--- Task data ---

PR #1071, opened 2023-02-01
fix: resolve round summary upsert issue

### LINKED ISSUE #1070: bug: round summary upsert issue
**Overview**

This is an issue that happens when using the update summary for a round endpoint. If an item already existed in a table, it updating it would violate our key indexes.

---

*Work to be completed*
Show all lines above holding the word "upsert".

*Expected output*
fix: resolve round summary upsert issue
### LINKED ISSUE #1070: bug: round summary upsert issue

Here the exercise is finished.